In the April 5 city election, Kimbell will face four-term incumbent Mark Schwiebert, who stressed continuity of leadership in advocating for his re-election.
Kimbell, who has run unsuccessfully for alderman and county board and also plans to run for Congress, said the city should hire more police officers, repeal the food and beverage tax enacted by the city council last year, and cut water and sewer rates as well as property taxes. To accomplish that, he said, he wants to hack between $1 million and $3 million from the city budget.
And he wants to hire between three and five police officers, he told the River Cities’ Reader, so that more police could walk the streets, particularly near schools and in high-burglary areas.
But Kimbell’s plan isn’t specific in terms of from where those cuts would come. He said he would cut nonessential jobs without specifying which ones, and cited a few expenditures he wouldn’t have supported, such as a 2-percent raise for the city manager and $200,000 for a children’s garden. He added that having more police officers actually walking their beats would reduce the cost of maintaining the city’s squad cars. “I would cut the city down to the bare needs,” he said.
The problem as Kimbell sees it is that the food and beverage tax was enacted without cuts to city government. “Not one job was cut from city,” he said. “They want the people to sacrifice, but they don’t want to.”
Although formal education is outside of the purview of municipal government, Kimbell said the city needs to market the city’s schools.
Kimbell has planned a small campaign, spending between $1,000 and $5,000 of his own money.
Schwiebert said that Kimbell doesn’t offer any way to pay for what he wants to do, and said he has a long track record voters can use to assess his effectiveness. “What does Mr. Kimbell have but empty promises?” he said. “I’ve got a proven track record of success.”
The mayor said that since he took office in 1989, the city’s property-tax rate has dropped from $4.13 (1990) per $100 of assessed valuation to $2.54 (2005). The city’s fiscal management, he noted, led to Rock Island’s bond rating being upgraded last year.
He also said it’s important to have continuity of leadership right now because of a number of critical issues facing the city: the fate of the Rock Island Arsenal, the River Vision plan, the relocation of Casino Rock Island, and the Columbia Park plan to transform what is now the Quad City Industrial Center.
Schwiebert has been one of the point people on the Arsenal and is chair of the Arsenal task force. With a new list of base closings due May 16, he said it’s important that he be available to get the Arsenal off the base-closing list, or keep it off if it isn’t on the list. The mayor said that while the Arsenal should fare well on the base-closing committee’s objective criteria, the Pentagon has been pushing for privatization, which doesn’t bode well for the area’s second-largest employer.
The casino, River Vision, and Columbia Park are all in the plan stages and need to be shepherded to completion. “To have a change in leadership right now wouldn’t be advantageous,” Schwiebert said.
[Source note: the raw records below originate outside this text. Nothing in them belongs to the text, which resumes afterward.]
PR #897, opened 2019-03-06
Upgrade insecure dependency PyYAML to 4.2b2+

iamyohann:

 - Bump PyYAML to 4.2b2+ (resolves CVE-2017-18342 https://nvd.nist.gov/vuln/detail/CVE-2017-18342)


dtkav:
Hey @iamyohann ,

Have a read through this thread: https://github.com/p1c2u/openapi-spec-validator/issues/60

TL;DR - We can't pin a beta release, as it will break dependency managers like pipenv. However, this CVE only relates to the use of yaml.load(), which we do not use (we use safe_load, or extend the safe loader).

iamyohann:
@dtkav I see, can I leave this PR open until a stable version of PyYAML is released?

dtkav:
Yeah, absolutely.

ThoreKr:
So with 5.1 it should be fine unless there are also side effects as in yaml/pyyaml#265?

dtkav:
superseded by #902

PR #900, opened 2019-03-10
Remove unused metavar

bbelyeu:

 - It appears the mockmode metavar is unused in code. Please correct me if I am wrong.
 - The problem it causes by being there is it overrides the default --help` string from `connexion run --help` so that it is difficult to understand what the possible arguments are for `--mock`. From reading the `click` docs & code, it seems that if we leave the metavar out, it will correctly populate the available options.

### DIFF
--- a/connexion/cli.py
+++ b/connexion/cli.py
@@ -73,7 +73,7 @@ def main():
               help='Returns status code 501, and `Not Implemented Yet` payload, for '
               'the endpoints which handlers are not found.',
               is_flag=True, default=False)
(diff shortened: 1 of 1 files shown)


dtkav:
This metavar is not "unused" per se, but I think the help text is clearer without it.

The difference is shown below:
`connexion run --help`

with:
```
  --mock MOCKMODE                 Returns example data for all endpoints or
                                  for which handlers are not found.
```
without:
```
  --mock [all|notimplemented]     Returns example data for all endpoints or
                                  for which handlers are not found.
```

dtkav:
( ^ kicking Travis )

hjacobs:
:+1:

PR #903, opened 2019-03-15
bump and pin isort, apply all automatic fixes

dtkav:
Fixes the build.

 - apply all of the isort changes that resulted from the latest version
 - pin to the latest version (4.3.15) so this doesn't happen again, unless we bump the version on purpose


jmcs:
:+1:

PR #912, opened 2019-03-29
Fix return type docstring for get_response

terrycorley:

 - Fix return type docstring in `connexion.apis.flask_api.FlaskApi.get_response` so editors/IDEs don't raise warnings when type hinting


dtkav:
( ^^ kicking travis)

hjacobs:
:+1:

Issue #930, opened 2019-04-25
Use jsonschema for validation


patrickkwang:
A JSON version of the OpenAPI 3.0 specification is now available:
https://github.com/OAI/OpenAPI-Specification/commit/6d17b631fff35186c495b9e7d340222e19d60a71
One can validate against this using jsonschema instead of using openapi_spec_validator, here:
https://github.com/zalando/connexion/blob/master/connexion/spec.py#L227
In my experience, both work but jsonschema produces more useful error messages.

rafaelcaricio:
Hi @patrickkwang,

This seems like an interesting idea since we would possibly be able to remove one dependency. Would you be interested in baking a PR with this change?

PR #936, opened 2019-05-07
jsonschema validation

patrickkwang:
Addresses #930.

 - use jsonschema for validation instead of openapi_spec_validator

### DIFF
--- a/connexion/spec.py
+++ b/connexion/spec.py
@@ -15,17 +15,11 @@ import pkg_resources
 import yaml
 from jsonschema import Draft4Validator
 from jsonschema.validators import extend as extend_validator
-from openapi_spec_validator.exceptions import OpenAPIValidationError
 
 from .exceptions import InvalidSpecification
 from .json_schema import resolve_refs
 from .operations import OpenAPIOperation, Swagger2Operation
 from .utils import deep_get
-
-try:
-    import collections.abc as collections_abc  # python 3.3+
-except ImportError:
-    import collections as collections_abc
 
 validate_properties = Draft4Validator.VALIDATORS["properties"]
 
--- a/connexion/spec.py
+++ b/connexion/spec.py
@@ -12,6 +12,8 @@ import pkg_resources
 
 import jinja2
 import jsonschema
+from jsonschema import Draft4Validator
+from jsonschema.validators import extend as extend_validator
 import yaml
 from openapi_spec_validator.exceptions import OpenAPIValidationError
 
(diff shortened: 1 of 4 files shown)


connexion/spec.py
```diff
@@ -156,6 +158,9 @@ class Swagger2Specification(Specification):
     yaml_name = 'swagger.yaml'
     operation_cls = Swagger2Operation
 
+    response = requests.get('https://raw.githubusercontent.com/OAI/OpenAPI-Specification/6d17b631fff35186c495b9e7d340222e19d60a71/schemas/v2.0/schema.json')
```
bobh66: This will be a problem in deployments that do not have access to the public internet.  We deploy in locations that are isolated from the outside world, and the application will fail to start if this change is merged.  I'd suggest including the specs in the PR so they are packaged and delivered along with connexion.  That eliminates the need for network access to retrieve them at run time.

rafaelcaricio: This cannot be like that. We cannot rely on internet connection.

patrickkwang:
Many of the tests seem to fail because the OpenAPI specs used for testing are actually invalid.
For example: https://travis-ci.org/zalando/connexion/jobs/530330378#L787
If "in: path", then you must have "required: true":
https://github.com/OAI/OpenAPI-Specification/blob/master/versions/3.0.2.md#parameterRequired
Perhaps openapi-spec-validator was not handling this correctly.

dtkav:
Hey @patrickkwang - I'm excited for these changes - thanks for taking them on!

hjacobs:
Could you make the tests pass?

patrickkwang:
No, the tests will fail because many of them are based on the invalid `simple` schema: https://github.com/zalando/connexion/pull/936#issuecomment-490949868

The tests are corrected in #1010, so this PR will be dependent on that one.

dtkav:
It looks like the jsonschema version doesn't check the case where a parameter default is the wrong type, and this results in two failing tests.
This is something that we can check at runtime, but it is somewhat unfortunate. Overall, it's probably worth the simplicity of this change, but we'll have to remove those tests.
I'll see if folks upstream have any thoughts on this.

patrickkwang:
The JSON Schema actually doesn't enforce that default values validate against the associated schema:
https://json-schema.org/understanding-json-schema/reference/generic.html#annotations
The OpenAPI specification is stricter:
https://github.com/OAI/OpenAPI-Specification/blob/master/versions/3.0.2.md#schema-object
So jsonschema is doing what it ought to. Someone could fork it to enforce that extra OpenAPI requirement.

dtkav:
Here's the relevant section from the spec.
> Unlike JSON Schema, the value MUST conform to the defined type for the Schema Object defined at the same level. For example, if type is string, then default can be "foo" but cannot be 1.

This PR uses jsonschema to validate the openapi spec.
I think the jsonschema spec provided fails to validate that defaults are correct type properly.

I think this is a bug in their openapi spec validation as implemented with jsonschema.

(the language here is very confusing - ack!)

dtkav:
Also of note, this doesn't completely alleviate the need for `openapi-spec-validator` yet. We are still using it for remote '$ref' resolution for yaml files.

patrickkwang:
It turns out it's not too hard to extend jsonschema to enforce that all the default values validate against the associated (sub)schemas. The last two tests pass now! This `instance_validator` business feels janky, though; I intend to ask @Julian if there's a cleaner way to handle references when validating the defaults.

dtkav:
nice! I tried to ask in the swagger irc if there's a way to do it in jsonschema, but didn't hear back.

connexion/spec.py
```diff
@@ -207,17 +244,21 @@ def base_path(self, base_path):
 
     @classmethod
     def _validate_spec(cls, spec):
```
RobbeSneyders, line 246: This method is now the same in both classes, so we should be able to lift this to the base `Specification` class.

RobbeSneyders (commented):
Hi @patrickkwang, I hope you're still interested in getting this merged!
The changes look good, I left one comment.
We also switched to the `main` branch, so would be great if you can retarget and rebase / merge.

RobbeSneyders (approved):
Thanks! LGTM.

connexion/spec.py
```diff
@@ -164,6 +204,9 @@ class Swagger2Specification(Specification):
     yaml_name = 'swagger.yaml'
     operation_cls = Swagger2Operation
 
+    schema_string = pkg_resources.resource_string('connexion', 'resources/schemas/v2.0/schema.json')
+    openapi_schema = json.loads(schema_string.decode('utf-8'))
```
vmarkovtsev, line 208: How about `del schema_string` after loading `openapi_schema`, we waste quite some memory here...

PR #947, opened 2019-05-16
Mention pythonic_params in request docs

### LINKED ISSUE #929: Allow setting a different name for a URL parameter and its corresponding python variable
Suppose I want to implement an endpoint `/data?from=12&until=52` which accepts parameters `from` and `until` (specifying timestamps or something). The problem is that I can't do this because Connexion always uses the name of the query parameter as the name for the Python variable. It's a shame to couple these things together because there are restrictions on Python variable names that don't exist for query parameters - I can't have a Python variable called `from`.

What I would suggest is a solution like this:

```
/data:
    get:
      operationId: "controller.get_data"
      parameters:
      - name: from
        in: query
        x-parameter-name: start_time
        schema:
          type: integer
```

christiansiegel:
Fixes #929

There was no documentation about preventing naming collisions between parameter names and python built-ins with the `pythonic_params` option.

### DIFF
--- a/docs/request.rst
+++ b/docs/request.rst
@@ -54,6 +54,38 @@ of the endpoint parameter `message` to your view function.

As for the food and beverage tax, Schwiebert said the city took that avenue because, unlike Moline, it doesn’t have much retail. “You just use what you have available,” he said. He added that he hasn’t gotten any complaints from bar or restaurant owners since the tax was implemented that it’s been detrimental to their business.
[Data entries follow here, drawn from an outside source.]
PR #951, opened 2019-05-22
Fix aiohttp upgrade

cognifloyd:
Fix test_run_with_aiohttp_not_installed with aiohttp 3.5.2+.

The error was prevented by requiring `aiohttp<3.5.2` in #844.
Somewhere between 3.5.1 and 3.5.2, this aiohttp reimport started succeeding.
I used pycharm's debugger to determine that it is this import that was successfully re-importing aiohttp.
https://github.com/zalando/connexion/blob/ff3adb393c67dea51a735ef3211794084db3623e/connexion/cli.py#L151-L155

It's not clear which change caused the issue, but I would guess one of these:

- aio-libs/aiohttp#3469 (Remove wildcard imports)
- aio-libs/aiohttp#3464 (Don't suppress gunicorn cleanup errors)
- aio-libs/aiohttp#3471 (Refactor workers)
- aio-libs/aiohttp#3500 (Ignore done tasks)

 - Revert #844 
 - Also set `sys.modules['aiohttp'] = None` in the test
 - Upgrade aiohttp

### DIFF
--- a/requirements-aiohttp.txt
+++ b/requirements-aiohttp.txt
@@ -1,4 +1,4 @@
-aiohttp>=2.2.5,<3.5.2
+aiohttp>=2.2.5
 aiohttp-swagger>=1.0.5
 ujson>=1.35
 aiohttp_jinja2==0.15.0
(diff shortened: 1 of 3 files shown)


cognifloyd:
@dtkav wrote #844 and @hjacobs approved it. What do you think of the fix here so that we revert #844?

kornicameister:
Yeah, they some things happening regarding imports and so on.

hjacobs:
:+1:

PR #952, opened 2019-05-22
Respond with problems by default in aiohttp.

cognifloyd:
AioHttp is not responding with problems yet. This uses an aiohttp middleware to handle exceptions and return a problem response.

Done:
- [x] Handle all exceptions handled by aiohttp to make sure they return problem json.
- [x] Fix the Unauthorized/OAuthProblem return not having problem json body
- [x] All werkzeug and aiohttp exceptions are converted to problem json responses preserving status/description/title.
- [x] All exceptions become problem json.
- [x] All current tests pass without modification.
- [x] Add tests for problem+json output when using aiohttp. Reuses the fixture and overall logic from `test_errors`.

Open questions:
 - Do any docs need to change?
   - This is just bringing AioHTTP exception handling into line with current Flask exception handling.
   - https://connexion.readthedocs.io/en/latest/exceptions.html is out of date: https://github.com/zalando/connexion/blob/master/docs/exceptions.rst
   - https://connexion.readthedocs.io/en/latest/response.html#error-handling also out of date (raise is better): https://github.com/zalando/connexion/blob/master/docs/response.rst
   - There are essentially NO docs on aiohttp except for a brief reference here: https://github.com/zalando/connexion/blob/6bf058f6b7c20d87537eaa8bb3f701f69b383765/docs/quickstart.rst#L86-L93

 - Return problems by default in aiohttp.
 - Send the debug logs and tracebacks like aiohttp does.
 - Drop `oauth_problem_middleware` in favor of handling all the problem output in `problems_middleware` because `oauth_problem_middleware` didn't actually return valid problem json, but this does.

### DIFF
--- a/connexion/apis/aiohttp_api.py
+++ b/connexion/apis/aiohttp_api.py
@@ -3,8 +3,13 @@ import logging
 import re
 import traceback
 from contextlib import suppress
-from http import HTTPStatus
 from urllib.parse import parse_qs
+
+try:
+    from http import HTTPStatus
+except ImportError:
+    # httpstatus35 backport for python 3.4
+    from httpstatus import HTTPStatus
 
 import aiohttp_jinja2
 import jinja2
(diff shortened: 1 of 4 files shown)


cognifloyd:
This is ready for review, and hopefully to be merged :)

jmcs:
:+1:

Schwiebert also said the city has an appropriate number of police at this time. “I think we are where we need to be,” he said. “This is what we can afford.”
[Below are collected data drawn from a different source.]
PR #1124, opened 2020-01-14
Fixes #1020, OAS3 false positive for extra form param

### LINKED ISSUE #1020: Connexion claims extra formData parameters that are in the spec
### Description

I have a simple service that expects a POST to a certain endpoint.  There's 1 parameter in the requestBody of the POST ("customerId"), and also a header parameter ("Authorization").

If I turn on `strict_validation=True` and I send a valid request to the endpoint, I get: `Extra formData parameter(s) customerId not in spec`.

### Expected behaviour

The `customerId` parameter _is_ in the spec, so Connexion should accept the post and call the endpoint's business logic, rather than returning a 400.

### Actual behaviour

Returns:
```
{
    "detail": "Extra formData parameter(s) customerId not in spec",
    "status": 400,
    "title": null,
    "type": "about:blank"
}
```

### Steps to reproduce

I'm using this spec.yaml:
```
openapi: "3.0.0"

info:
  title: Hello World
  version: "2"
servers:
  - url: /v1.0

paths:
  /test:
    post:
      operationId: hello.test
      summary: A test endpoint.
      parameters:
        # If this header param is here and `strict_validation` is enabled, Connexion gives a 400 error,
        # even if you DO send `customerId`.
        - name: Authorization
          in: header
          required: true
          schema:
            type: string
      requestBody:
        content:
            schema:
              type: object
              properties:
                customerId:
                  type: string
              required:
                - customerId
      responses:
        "200":
          description: OK.
        "401":
          description: Unauthorized.
```

And this app.py:

```
import connexion


def create_app():
    cxn = connexion.FlaskApp(__name__.split('.')[0], specification_dir='.')
    cxn.add_api('spec.yaml', strict_validation=True, arguments={'title': 'Hello World Example'})
    return cxn.app
```

And hello.py is just:

```
def test(body) -> str:
    return f"customerId is {body['customerId']}"
```

Then, send a (valid) request to the endpoint.  I'm using the `httpie` utility, although you can exercise the bug with the SwaggerUI too.

`http -v -f POST http://localhost:8000/v1.0/test "Authorization: Bearer abcd" "customerId=4"`

You will see the 400 response mentioned above.

### Additional info:

It seems like having the header in the spec is necessary to make the bug happen.  If you take out the `parameters:` block, it works.

Output of the commands:

- `python --version`: 
Python 3.6.6

Version: 2.3.0

dtkav:
blocked by:
#1125 
#1110 

When using an OAS3 spec with formdata, the validation logic looks
for the key 'formData' in the spec parameters list. This keys is
specific to OAS2, and will never be present, causing any form data to
throw an ExtraParameterProblem.

Fixes #1020 

 - Don't fail strict validation if `formData` key is missing from the spec parameters (this is expected in OAS3)

### DIFF
--- a/connexion/decorators/validation.py
+++ b/connexion/decorators/validation.py
@@ -302,7 +302,11 @@ class ParameterValidator(object):
 
     def validate_formdata_parameter_list(self, request):
         request_params = request.form.keys()
-        spec_params = [x['name'] for x in self.parameters.get('formData', [])]
+        try:
+            spec_params = [x['name'] for x in self.parameters['formData']]
+        except KeyError:
+            # OAS 3
+            return set()
         return validate_parameter_list(request_params, spec_params)
 
     def validate_query_parameter(self, param, request):
--- a/tests/api/test_parameters.py
+++ b/tests/api/test_parameters.py
@@ -117,6 +117,16 @@ def test_strict_extra_query_param(strict_app):
     assert response['detail'] == "Extra query parameter(s) extra_parameter not in spec"
 
 
+def test_strict_formdata_param(strict_app):
+    app_client = strict_app.app.test_client()
+    headers = {'Content-type': 'application/x-www-form-urlencoded'}
+    url = '/v1.0/test_array_csv_form_param'
+    resp = app_client.post(url, headers=headers, data={"items":"mango"})
+    response = json.loads(resp.data.decode('utf-8', 'replace'))
+    assert response == ['mango']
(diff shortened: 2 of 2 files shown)


hjacobs:
:+1:

standag:
This cannot work with `defaultdict` here https://github.com/zalando/connexion/pull/1124/files#diff-e07625137dcac1e41acb635a9d80f538R243

PR #1125, opened 2020-01-15
Fixes Build: Allow new datetime behavior in PyYAML 5.3

dtkav:
Fixes Master, which is broken due to PyYAML change in 5.3
https://github.com/yaml/pyyaml/pull/163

He added that violent crime in Rock Island continues to drop, although property crime has risen somewhat. In addition, Rock Island has more police officers per-capita than other Quad Cities.
In addition to the mayor’s race, three city-council seats are also contested in Tuesday’s election. In Ward 1, Glen J. Evans will face Terry M.A. Brooks I; Dennis E. Pauley and Dianne Jordan are running in Ward 3; and Charles Austin III and David A. Levin are squaring off in Ward 7.